Data to use
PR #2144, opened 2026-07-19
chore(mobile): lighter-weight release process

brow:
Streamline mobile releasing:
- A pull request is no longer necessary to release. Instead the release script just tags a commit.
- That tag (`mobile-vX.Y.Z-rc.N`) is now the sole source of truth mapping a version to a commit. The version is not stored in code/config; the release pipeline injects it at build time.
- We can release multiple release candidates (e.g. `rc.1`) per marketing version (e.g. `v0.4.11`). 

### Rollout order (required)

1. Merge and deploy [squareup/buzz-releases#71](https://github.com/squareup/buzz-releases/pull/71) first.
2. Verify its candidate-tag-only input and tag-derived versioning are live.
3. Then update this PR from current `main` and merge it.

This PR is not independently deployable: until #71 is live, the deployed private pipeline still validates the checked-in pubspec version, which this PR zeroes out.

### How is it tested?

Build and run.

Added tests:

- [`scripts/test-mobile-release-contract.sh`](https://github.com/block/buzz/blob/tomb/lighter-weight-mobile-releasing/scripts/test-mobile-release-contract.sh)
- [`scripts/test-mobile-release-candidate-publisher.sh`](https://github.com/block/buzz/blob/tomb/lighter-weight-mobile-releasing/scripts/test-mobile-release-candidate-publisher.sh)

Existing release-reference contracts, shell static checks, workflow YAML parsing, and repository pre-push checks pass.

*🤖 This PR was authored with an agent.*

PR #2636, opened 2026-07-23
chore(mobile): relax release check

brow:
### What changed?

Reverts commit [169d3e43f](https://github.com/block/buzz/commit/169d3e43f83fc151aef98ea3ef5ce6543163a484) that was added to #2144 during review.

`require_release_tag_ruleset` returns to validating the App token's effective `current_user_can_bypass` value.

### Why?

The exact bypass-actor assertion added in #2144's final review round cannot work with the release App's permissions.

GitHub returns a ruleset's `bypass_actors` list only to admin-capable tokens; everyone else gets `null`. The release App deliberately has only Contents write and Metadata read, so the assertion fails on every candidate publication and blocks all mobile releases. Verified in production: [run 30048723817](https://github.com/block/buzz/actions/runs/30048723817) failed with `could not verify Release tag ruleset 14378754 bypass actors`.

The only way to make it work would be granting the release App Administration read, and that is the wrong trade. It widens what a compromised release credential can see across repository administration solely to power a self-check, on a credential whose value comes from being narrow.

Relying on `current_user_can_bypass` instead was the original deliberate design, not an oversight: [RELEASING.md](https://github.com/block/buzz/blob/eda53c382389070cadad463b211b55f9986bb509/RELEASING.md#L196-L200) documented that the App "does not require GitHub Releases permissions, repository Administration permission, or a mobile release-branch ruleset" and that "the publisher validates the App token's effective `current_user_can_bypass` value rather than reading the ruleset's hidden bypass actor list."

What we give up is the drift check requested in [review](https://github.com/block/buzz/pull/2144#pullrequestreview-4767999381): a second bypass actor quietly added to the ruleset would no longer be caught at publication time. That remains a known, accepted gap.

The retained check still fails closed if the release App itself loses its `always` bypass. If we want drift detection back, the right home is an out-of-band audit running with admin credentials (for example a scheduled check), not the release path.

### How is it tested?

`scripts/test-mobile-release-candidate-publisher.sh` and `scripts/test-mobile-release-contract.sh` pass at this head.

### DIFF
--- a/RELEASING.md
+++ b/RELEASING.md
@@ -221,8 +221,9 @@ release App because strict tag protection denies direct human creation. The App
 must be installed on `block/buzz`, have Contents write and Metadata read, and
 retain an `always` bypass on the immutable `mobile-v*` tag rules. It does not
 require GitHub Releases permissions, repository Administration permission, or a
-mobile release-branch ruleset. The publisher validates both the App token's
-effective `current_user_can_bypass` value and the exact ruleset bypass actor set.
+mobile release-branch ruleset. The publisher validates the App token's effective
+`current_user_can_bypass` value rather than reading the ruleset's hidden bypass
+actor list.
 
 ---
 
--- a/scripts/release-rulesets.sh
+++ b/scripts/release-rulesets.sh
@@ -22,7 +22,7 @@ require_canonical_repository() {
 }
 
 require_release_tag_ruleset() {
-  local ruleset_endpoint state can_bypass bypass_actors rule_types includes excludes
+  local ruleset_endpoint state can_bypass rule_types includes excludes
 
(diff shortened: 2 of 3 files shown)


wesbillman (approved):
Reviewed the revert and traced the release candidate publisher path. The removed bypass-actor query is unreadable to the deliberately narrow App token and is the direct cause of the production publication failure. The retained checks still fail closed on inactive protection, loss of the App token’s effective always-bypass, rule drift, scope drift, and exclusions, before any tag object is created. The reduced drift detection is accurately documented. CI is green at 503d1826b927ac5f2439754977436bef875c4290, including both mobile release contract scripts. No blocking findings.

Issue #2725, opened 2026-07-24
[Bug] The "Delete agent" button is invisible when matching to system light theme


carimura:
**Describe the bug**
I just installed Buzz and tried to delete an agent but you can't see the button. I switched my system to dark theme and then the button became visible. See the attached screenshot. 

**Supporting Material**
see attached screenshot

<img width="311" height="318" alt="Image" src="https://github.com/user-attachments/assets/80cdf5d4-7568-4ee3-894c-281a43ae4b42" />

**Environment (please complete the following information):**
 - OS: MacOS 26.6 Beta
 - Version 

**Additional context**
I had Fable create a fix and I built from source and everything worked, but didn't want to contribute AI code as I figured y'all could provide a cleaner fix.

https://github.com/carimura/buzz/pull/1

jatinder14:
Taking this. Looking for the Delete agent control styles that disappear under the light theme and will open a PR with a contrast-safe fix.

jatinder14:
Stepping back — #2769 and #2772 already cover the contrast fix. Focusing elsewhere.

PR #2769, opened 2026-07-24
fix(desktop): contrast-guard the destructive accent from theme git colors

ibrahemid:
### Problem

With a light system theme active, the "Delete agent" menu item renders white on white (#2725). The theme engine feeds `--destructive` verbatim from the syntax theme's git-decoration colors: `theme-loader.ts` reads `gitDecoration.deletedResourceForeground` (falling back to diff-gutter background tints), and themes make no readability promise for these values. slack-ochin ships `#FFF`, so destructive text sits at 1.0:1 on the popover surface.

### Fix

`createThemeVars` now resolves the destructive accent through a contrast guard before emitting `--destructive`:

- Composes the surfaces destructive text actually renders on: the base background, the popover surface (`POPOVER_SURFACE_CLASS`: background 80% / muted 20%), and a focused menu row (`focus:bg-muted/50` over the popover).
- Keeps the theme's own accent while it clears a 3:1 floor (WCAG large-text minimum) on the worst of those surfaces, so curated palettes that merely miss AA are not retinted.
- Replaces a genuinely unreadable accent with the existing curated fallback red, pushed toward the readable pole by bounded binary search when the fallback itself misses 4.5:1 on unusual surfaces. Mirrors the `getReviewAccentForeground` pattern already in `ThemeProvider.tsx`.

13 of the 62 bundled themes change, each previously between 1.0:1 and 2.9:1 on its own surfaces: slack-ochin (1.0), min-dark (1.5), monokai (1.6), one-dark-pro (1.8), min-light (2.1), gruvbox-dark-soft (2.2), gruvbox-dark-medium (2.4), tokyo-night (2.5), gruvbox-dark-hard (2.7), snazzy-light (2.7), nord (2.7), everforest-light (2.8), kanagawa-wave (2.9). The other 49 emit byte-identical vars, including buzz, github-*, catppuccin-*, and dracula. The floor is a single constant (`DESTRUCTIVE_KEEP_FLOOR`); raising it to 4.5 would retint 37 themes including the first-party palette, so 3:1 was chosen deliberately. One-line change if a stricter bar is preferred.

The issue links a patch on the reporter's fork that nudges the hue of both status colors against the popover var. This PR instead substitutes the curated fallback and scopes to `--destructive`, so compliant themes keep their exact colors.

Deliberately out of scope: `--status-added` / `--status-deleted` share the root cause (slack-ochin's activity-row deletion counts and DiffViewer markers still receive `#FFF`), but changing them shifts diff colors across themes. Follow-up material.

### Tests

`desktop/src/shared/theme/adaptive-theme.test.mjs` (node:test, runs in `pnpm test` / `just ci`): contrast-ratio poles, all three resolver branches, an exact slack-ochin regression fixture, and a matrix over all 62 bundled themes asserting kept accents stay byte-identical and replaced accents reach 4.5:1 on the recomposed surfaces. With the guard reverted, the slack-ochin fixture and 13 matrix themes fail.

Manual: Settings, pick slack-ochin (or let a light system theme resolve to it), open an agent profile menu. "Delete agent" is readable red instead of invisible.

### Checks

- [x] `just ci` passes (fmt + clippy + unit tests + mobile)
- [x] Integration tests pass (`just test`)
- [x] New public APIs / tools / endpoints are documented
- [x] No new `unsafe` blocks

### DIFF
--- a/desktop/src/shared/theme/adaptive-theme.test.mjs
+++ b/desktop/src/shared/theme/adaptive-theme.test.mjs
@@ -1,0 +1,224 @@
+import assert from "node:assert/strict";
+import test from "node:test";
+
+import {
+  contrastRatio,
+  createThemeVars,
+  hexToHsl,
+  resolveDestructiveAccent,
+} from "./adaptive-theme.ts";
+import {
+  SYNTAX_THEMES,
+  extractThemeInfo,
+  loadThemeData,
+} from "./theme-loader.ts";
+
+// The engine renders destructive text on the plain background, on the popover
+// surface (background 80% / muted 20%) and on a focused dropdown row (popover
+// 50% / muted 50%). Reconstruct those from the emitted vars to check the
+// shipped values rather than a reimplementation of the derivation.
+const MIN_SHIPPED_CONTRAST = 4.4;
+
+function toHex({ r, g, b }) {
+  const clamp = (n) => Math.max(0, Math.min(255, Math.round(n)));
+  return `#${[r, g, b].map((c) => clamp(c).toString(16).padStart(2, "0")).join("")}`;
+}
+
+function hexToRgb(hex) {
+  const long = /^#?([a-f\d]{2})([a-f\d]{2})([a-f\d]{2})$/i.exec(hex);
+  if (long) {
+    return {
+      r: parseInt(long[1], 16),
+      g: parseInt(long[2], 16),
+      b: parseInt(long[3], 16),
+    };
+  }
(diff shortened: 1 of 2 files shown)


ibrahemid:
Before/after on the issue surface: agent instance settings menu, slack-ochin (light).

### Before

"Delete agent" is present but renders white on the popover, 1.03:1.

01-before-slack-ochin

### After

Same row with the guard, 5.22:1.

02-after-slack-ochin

What is being asked
Output only the lines from the top of the entries through the one holding "- A pull request", copied exactly.

Your response
PR #2144, opened 2026-07-19
chore(mobile): lighter-weight release process

brow:
Streamline mobile releasing:
- A pull request is no longer necessary to release. Instead the release script just tags a commit.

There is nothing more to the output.